Golbadan Baji (گلبدن‌باجی) or Gulbadan Khanum (گلبدن خانم), also known by her title Khazen ol-Dowleh (خازن‌الدوله; ) was a concubine of Fath-Ali Shah Qajar of Iran (r. 1797–1834).

==Biography==
Of Georgian origin, she was originally a slave girl of Fath-Ali Shah's mother after whose death she rose to prominence.

Fath-Ali Shah's mother Mahd-e Olya Asiye Khanum Ezzeddin Qajar had been responsible for functioning as the administrator of the Qajar harem household and treasurer until her death. When she died, Fath-Ali Shah's wives were unable to choose a new head of the royal Qajar harem, and therefore requested Fath-Ali Shah to leave Golbadan Baji in charge of the household as she was reportedly familiar with the ways of her mistress. By choosing a concubine, Fath-Ali Shah's wives protected themselves from the perception of favouring one wife over another. Golbadan Baji therefore became head of the household pursestrings. According to contemporaneous sources, she fulfilled this task efficiently and with fidelity. Fath-Ali Shah was very impressed by Golbadan Baji's performance, and therefore married her as a sigheh, and gave her the honorific title (laqab) Khazen-ol-Dowleh.

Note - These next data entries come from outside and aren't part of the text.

PR #212, opened 2026-07-14
vmd: persistent systemd D-Bus connection for unit operations

meAmitPatil:
Every unit operation (start, stop, state reads, unit listing, MainPID) forked a `systemctl` process. Each fork pays exec + a D-Bus connect/handshake whose cost grows with the number of loaded units, and under a concurrent launch burst the spawns also compete with systemd and the starting units for the scheduler — the launch enqueue alone inflated ~4x at 100-way concurrency.

Replace the transport: one persistent connection to systemd's private socket (root, no dbus-daemon), with every helper falling back to exec'd `systemctl` per call when the connection is unavailable — worst case is exactly the previous behavior.

Design points:
- Fire-and-forget starts (`RestartUnit/StartUnit` with a nil result channel) return at job-enqueue, matching `--no-block`, and skip the library's job-tracking lock so concurrent launches pipeline on the socket.
- Blocking stops use a buffered result channel — the library's dispatcher does one blocking send, so an abandoned wait cannot wedge the connection.
- A closed connection (systemd re-exec kills the socket; the library never reconnects) is redialed once per call; a second failure falls back to exec.
- D-Bus method errors (NoSuchUnit, start-limit) surface to callers as before; only transport-shaped failures trigger the exec fallback.
- Gated by `VMD_SYSTEMD_DBUS` (default off) for a staged rollout.

### DIFF
--- a/internal/vm/sdbus.go
+++ b/internal/vm/sdbus.go
@@ -14,10 +14,10 @@ package vm
 //     ends, so a per-request context would kill it seconds after birth.
 //   - No caller ever blocks on connection state. Acquisition is a
 //     non-blocking check; if there is no healthy connection, one background
-//     dial is kicked off (single-flight, bounded by its own timer since
-//     dial+auth I/O ignores context deadlines) and the caller falls back to
-//     exec immediately. A wedged PID1 can therefore never stall helpers
-//     behind a mutex.
+//     dial is kicked off (single-flight, held until it truly returns) and
+//     the caller falls back to exec immediately. A wedged PID1 can
+//     therefore never stall helpers behind a mutex, and never costs more
+//     than one blocked dial goroutine.
 //   - Connected() is checked on every acquisition: the library's Conn is
 //     two sockets, and the signal socket can die alone, which would
 //     otherwise strand every job-completion wait while method calls keep
@@ -49,10 +49,6 @@ func SetSystemdDBusEnabled(v bool) {
 		sdbusAcquire()
 	}
 }
-
-// sdbusDialTimeout bounds a background dial attempt; an attempt that
-// overruns is abandoned (and closed if it ever completes).
-const sdbusDialTimeout = 5 * time.Second
 
 // sdbusRedialCooldown is the minimum gap between dial attempts, so a host
 // where systemd is unreachable doesn't burn a dial per helper call.
@@ -86,42 +82,23 @@ func sdbusAcquire() *sddbus.Conn {
 }
 
 // sdbusDial runs one background dial. The connection context is detached —
-// its lifetime is the daemon's, not any request's. The dial itself is
-// bounded by a timer, not a context deadline: the library's dial+auth I/O
-// ignores deadlines, and a deadline on the connection context would close
-// the connection when it fired.
+// its lifetime is the daemon's, not any request's (a deadline on it would
+// close the connection when it fired). The attempt stays marked in flight
+// until it truly returns: the library's dial+auth I/O has no deadline, so
+// abandoning a hung attempt and retrying would leak a goroutine per retry;
+// held single-flight, a wedged PID1 costs at most one blocked goroutine
+// while every caller keeps exec-falling-back.
 func sdbusDial() {
-	type result struct{ conn *sddbus.Conn }
-	ch := make(chan result, 1)
-	go func() {
-		conn, err := sddbus.NewSystemdConnectionContext(context.Background())
-		if err != nil {
-			ch <- result{nil}
-			return
-		}
-		ch <- result{conn}
-	}()
-
-	var conn *sddbus.Conn
-	select {
-	case r := <-ch:
-		conn = r.conn
-	case <-time.After(sdbusDialTimeout):
-		// Abandoned: if the dial ever completes, close the orphan.
-		go func() {
-			if r := <-ch; r.conn != nil {
-				r.conn.Close()
-			}
-		}()
-	}
+	conn, err := sddbus.NewSystemdConnectionContext(context.Background())
 
 	sdbus.mu.Lock()
 	sdbus.dialing = false
-	if conn != nil {
+	sdbus.lastDial = time.Now() // cooldown runs from completion, not start
+	if err == nil {
 		if sdbus.conn == nil {
 			sdbus.conn = conn
 		} else {
-			// Lost a race with another successful dial.
+			// Lost a race with a connection cached by someone else.
 			defer conn.Close()
 		}
 	}
--- a/internal/vm/sdbus.go
+++ b/internal/vm/sdbus.go
@@ -157,10 +157,22 @@ func sdbusDo(fn func(*sddbus.Conn) error) (err error, handled bool) {
 	if merr, answered := sdbusAnswer(err); answered {
 		return merr, true
 	}
-	// Transport-shaped failure: drop the corpse so a later call redials,
-	// and let the exec path handle this call with today's semantics.
-	sdbusDrop(conn)
+	// Transport-shaped failure: drop the corpse so a later call redials —
+	// unless it's the CALLER's cancellation, which is this call's result,
+	// not evidence the shared bus is dead. Either way the exec path
+	// handles this call with today's semantics.
+	if sdbusCondemns(err) {
+		sdbusDrop(conn)
+	}
 	return nil, false
+}
+
+// sdbusCondemns reports whether a non-answer error condemns the shared
+// connection. Caller ctx expiry doesn't: the library surfaces it without
+// the connection being unhealthy, and dropping would tear the bus down
+// under every other in-flight operation.
+func sdbusCondemns(err error) bool {
+	return !errors.Is(err, context.Canceled) && !errors.Is(err, context.DeadlineExceeded)
 }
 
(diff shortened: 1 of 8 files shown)


meAmitPatil:
Real — this was the top finding of the internal review pass as well (same root cause: godbus closes the connection when the dialing ctx ends). Fixed in 13ece9e, which reworked the whole acquisition model: the dial runs in a single-flight background goroutine on a daemon-lifetime context (bounded by a timer, since dial/auth I/O ignores ctx deadlines), callers never block on connection state (no healthy conn → exec fallback immediately), Connected() is checked on every acquisition to catch a half-dead signal socket, and per-call contexts now bound only individual method calls. Same commit also stops re-driving a stop via exec once systemd has accepted the job, and treats NoSuchUnit as the definitive dead-unit answer.

meAmitPatil:
Real — the rework's drop-on-transport logic was too eager: godbus surfaces a per-call ctx expiry without the connection being unhealthy, and the catch-all condemned the shared bus for it. Fixed in b25825e: sdbusCondemns excludes context.Canceled/DeadlineExceeded — caller cancellation is that call's result (exec fallback handles it with today's semantics), never grounds to drop the connection under other in-flight operations. Test pins the distinction.

meAmitPatil:
Real — the abandon-and-retry machinery was the leak: each abandoned attempt strands a goroutine pair on unbounded dial/auth I/O, and the cooldown starts another. Fixed in the latest commit by deleting that machinery: the attempt stays marked in flight until it truly returns (single-flight), so a wedged PID1 costs at most ONE blocked goroutine total while every caller keeps exec-falling-back; if the dial eventually completes, the connection is cached (or closed if raced). The timer bought nothing — callers never wait on the dial — so this is also net-simpler.

awille-ai (approved):
Reviewed with the same security/correctness/scalability bar. I did not find any critical or high-severity issues, so I’m approving.

The current head addresses the important persistence and failure-isolation cases:
- the cached D-Bus connection is created with daemon lifetime rather than a request context;
- caller cancellation does not tear down the shared connection underneath unrelated operations;
- a hung dial remains single-flight instead of leaking a new blocked goroutine every cooldown;
- connection loss

internal/vm/systemd.go
```diff
@@ -43,31 +120,44 @@ func unitFailureSummary(ctx context.Context, unit string) string {
...
+	s, _ := val.(string)
+	if s == "" {
+		return false, false
+	}
+	return s == "active" || s == "reloading", true
 }
 
 // isUnitActive checks if a systemd unit is currently active (running).
 func isUnitActive(ctx context.Context, unit string) bool {
+	if active, ok := unitActiveState(ctx, unit); ok {
```
pavitrabhalla: **Blocker.** isUnitActive can spend the caller's whole ctx budget on the D-Bus attempt, then falls through to `exec.CommandContext(ctx, ...)` with that same expired ctx — the exec call fails instantly and reads as "not active". handleVMError (manager.go:2107-2114) passes a 3s checkCtx and treats `false` as "VM is gone": deletes it from `m.vms`, marks StatusStopped, returns NotFound. unitDefinitelyDead has an explicit `ctx.Err() != nil` guard for this exact case; isUnitActive doesn't. Under the concurrent-launch-burst load this PR targets, a slow/congested shared connection could genuinely eat the whole budget before the D-Bus call returns.

Should isUnitActive get the same "ctx already spent → inconclusive, not dead" treatment as unitDefinitelyDead, e.g. by reserving a minimum slice of ctx for the exec fallback or treating a D-Bus ctx-expiry as "can't tell" rather than falling through?

internal/vm/systemd.go
```diff
@@ -26,10 +41,72 @@ func startUnit(ctx context.Context, unit string) error {
...
+const stopJobWaitCap = 15 * time.Second
+
+// stopUnit stops a systemd unit. Idempotent — stopping an already-stopped
+// unit is a no-op. Blocks until the stop job completes.
+func stopUnit(ctx context.Context, unit string) error {
+	// Buffered channel: the library's dispatcher does one blocking send;
+	// buffer 1 keeps an abandoned wait from wedging every job on the
+	// connection.
+	ch := make(chan string, 1)
+	err, enqueued := sdbusDo(func(c *sddbus.Conn) error {
```
pavitrabhalla, line 74: **Blocker (or at least needs a call).** stopUnit passes a non-nil channel to `StopUnitContext`. In go-systemd v22.5.0, `startJob` does `if ch != nil { c.jobListener.Lock(); defer c.jobListener.Unlock() }` around the blocking `CallWithContext` — the lock is held for the full network round trip, not just the map insert. startUnit avoids this entirely by passing `ch=nil` (per its own comment: "skips the library's job-tracking lock, so concurrent launches pipeline on the socket"). stopUnit can't do the same since it needs the completion channel.

Since vmd uses one process-wide shared `*sddbus.Conn`, a host stopping/draining many VMs at once has every concurrent stopUnit call serialize on this one mutex for the full round trip of whichever stop currently holds it. Isn't that the same per-call bottleneck this PR set out to eliminate, just relocated from starts to stops? Worth confirming whether that's an accepted tradeoff (stops are rarer/less bursty than starts) or something to design around.

internal/vm/systemd.go
```diff
@@ -26,10 +41,72 @@ func startUnit(ctx context.Context, unit string) error {
...
 // unitFailureSummary returns a one-line summary of a unit's
 // Result/SubState for embedding in error messages. Best-effort —
 // returns "unknown" on any error.
 func unitFailureSummary(ctx context.Context, unit string) string {
+	// Result lives on the Service interface, SubState on Unit.
+	if res, notLoaded, ok := sdbusUnitProperty(ctx, unit, "Service", "Result"); ok {
+		if notLoaded {
+			return "not-loaded"
+		}
+		if sub, _, sok := sdbusUnitProperty(ctx, unit, "", "SubState"); sok {
```
pavitrabhalla, line 149: Non-blocking. unitFailureSummary now does two independent D-Bus round trips (Result, then SubState) instead of the old atomic `systemctl show --property=Result,SubState`, and the second call's `notLoaded` is discarded via `sub, _, sok := ...`. A unit that transitions between the two calls could yield a Result/SubState pair that never coexisted, or lose the not-loaded signal if collected between calls. Low impact today — manager.go:2631 only embeds this in a log/error string with nothing branching on the exact content — but was the split intentional, or would a single combined read (e.g. `GetAllPropertiesContext`) be cleaner here?

internal/vm/sdbus.go
```diff
@@ -0,0 +1,230 @@
...
+	"time"
+
+	sddbus "github.com/coreos/go-systemd/v22/dbus"
+	"github.com/godbus/dbus/v5"
+	zlog "github.com/rs/zerolog/log"
+)
+
+// systemdDBusEnabled gates the D-Bus path; set once at startup from
+// VMD_SYSTEMD_DBUS. Off → helpers exec systemctl as before.
+var systemdDBusEnabled atomic.Bool
```
pavitrabhalla, line 42: Non-blocking design question. `systemdDBusEnabled` and the `sdbus{conn,dialing,lastDial}` state are package-level globals set via a free function called from main.go, while every other feature flag in this package (UffdEnabled, VerifySnapshotEnabled, IncrementalSnapshotEnabled, HandlerDeathAbortEnabled) is threaded through `ManagerConfig`. `sdbus_test.go` also has no cleanup/reset for this state — the moment any test enables the flag it leaks a live dial goroutine + connection for the rest of the test binary's process lifetime. `manager_test.go` builds 28+ `Manager` literals directly, so Manager isn't strictly a process-wide singleton even in this codebase.

Was the global intentional (e.g. because the underlying `*sddbus.Conn` really is a one-per-host resource), or would threading a bool through `ManagerConfig` (with the connection singleton still living at package scope underneath) be worth it for testability?

internal/vm/sdbus.go
```diff
@@ -0,0 +1,230 @@
...
+	if v {
+		sdbusAcquire()
+	}
+}
+
+// sdbusRedialCooldown is the minimum gap between dial attempts, so a host
+// where systemd is unreachable doesn't burn a dial per helper call.
+const sdbusRedialCooldown = 3 * time.Second
+
+var sdbus struct {
```
pavitrabhalla, line 58: Minor cleanup. sdbusAcquire hand-rolls single-flight dial dedup (`dialing bool` + mutex + background goroutine). `golang.org/x/sync/singleflight` is already a dependency and already used in this exact package for an analogous pattern (`reattachSF` in manager.go). `Group.DoChan` (unlike `Do`) doesn't block the caller, so it should fit sdbusAcquire's "never block, at most one dial in flight" contract — worth reusing instead of a second hand-rolled implementation of the same idea?

pavitrabhalla (changes requested):
Two blockers below (isUnitActive's ctx reuse, stopUnit's jobListener lock); the rest are minor/non-blocking. Also flagging PauseVM (internal/vm/manager.go:763) as worth a look even though it's outside this diff's hunks — it has no PID-kill fallback if stopUnit stalls/fails, unlike DestroyVM, and stopUnit's blocking semantics/failure modes just changed underneath it.

pavitrabhalla (approved):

She gave birth to two sons (Fath-Ali Shah's 37th son Bahman Mirza Baha od-Dowleh; and his 42nd son Seyfollah Mirza) and efficiently managed the harem's affairs and expenditures. According to contemporaneous sources, at Nowruz (the Iranian New Year), she chose gifts for the harem's residents, princes and notables including the governors of Iran's provinces. Golbadan Baji kept a detailed list of all expenditures and presents. She was well trusted by many inside and outside the harem. At the height of her influence, Golbadan Baji presided over the private treasury, the harem finances and the Shah's private funds whilst heading a host of women secretaries and accountants.

==Sources==
- Eskandari-Qajar, Manoutchehr (2018). "Temporary and Permanent Marriages at the Court of Fath 'Ali Shah Qajar: Taking a Second Look at the "Established Facts.""
- Nashat, Guity (2004). "Women in Iran from 1800 to the Islamic Republic"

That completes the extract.